Don't charge above 4.1V, but using them at 4V max gets very little from them so lower than 4.1V is not very interesting.

the stock bms on the outlander / imiev can be used with Tom de Bree's 'SimpBMS'

https://www.diyelectriccar.com/forums/search.php?searchid=4836847


----------



## SeanOrk (Jul 7, 2016)

paul(uk) said:


> Hi,
> I am building a small Powerwall and looking to use EV batteries - Yuasa LEV50 or LEV40. I have done a bit of research and these seem good for what i want. I found this website SLEVB.com who sell them. Has anyone used them? Are their product and prices any good?*


I would be very cautious about buying from that site, it is completely devoid of any contact/address information other than the rather retro "contact us" form - but they appear to have a functional cart system, so would be happy to take your money.

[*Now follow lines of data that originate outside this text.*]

PR #2390, opened 2021-11-17
upgrading deps in boxel

ef4:
Running ember-cli-update to update the addon blueprint & dependencies to ember 3.28.4.

PR #2440, opened 2021-11-30
Update ember-auto-import

mattmcmanus:
The ember upgrade PR for boxel is stalled out (https://github.com/cardstack/cardstack/pull/2390). This is an attempt to bring over some smaller commits and get this merged first. It involves updating ember-auto-import as well as handling several deprecations that will effect the ember 4 upgrade

### DIFF
--- a/packages/boxel/tests/integration/helpers/dayjs-format-test.js
+++ b/packages/boxel/tests/integration/helpers/dayjs-format-test.js
@@ -12,15 +12,15 @@ module('Integration | Helper | dayjs-format', function (hooks) {
   setupRenderingTest(hooks);
 
   test('one arg (date)', async function (assert) {
-    this.set('date', date(date(0)));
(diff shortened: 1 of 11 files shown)


packages/boxel/tests/integration/helpers/dayjs-format-test.js
```diff
@@ -12,15 +12,15 @@ module('Integration | Helper | dayjs-format', function (hooks) {
   setupRenderingTest(hooks);
 
   test('one arg (date)', async function (assert) {
-    this.set('date', date(date(0)));
+    this.set('date', '2020-01-02');
```
burieberry, line 15: Ha thanks for fixing this

burieberry (approved):
Thanks for porting over css-url, I had the same idea when I saw how outdated it was. That package should probably be redone in newer ember, I don't know how widely it's used though.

Their testing methodology leaves a lot to be desired in that they only capacity test a sample (yet state elsewhere that the remaining capacity will be at a minimum of 85%)

They appear to be associating themselves with the Fully Charged 2019 expo - I suspect they are simply visiting that event on Friday - they are not exhibiting.

Given the condition of the Fluke shown on the testing page I suspect this site is the work of an individual, or small traditional garage or vehicle breaker who have come across a scraped EV and wish to sell the battery.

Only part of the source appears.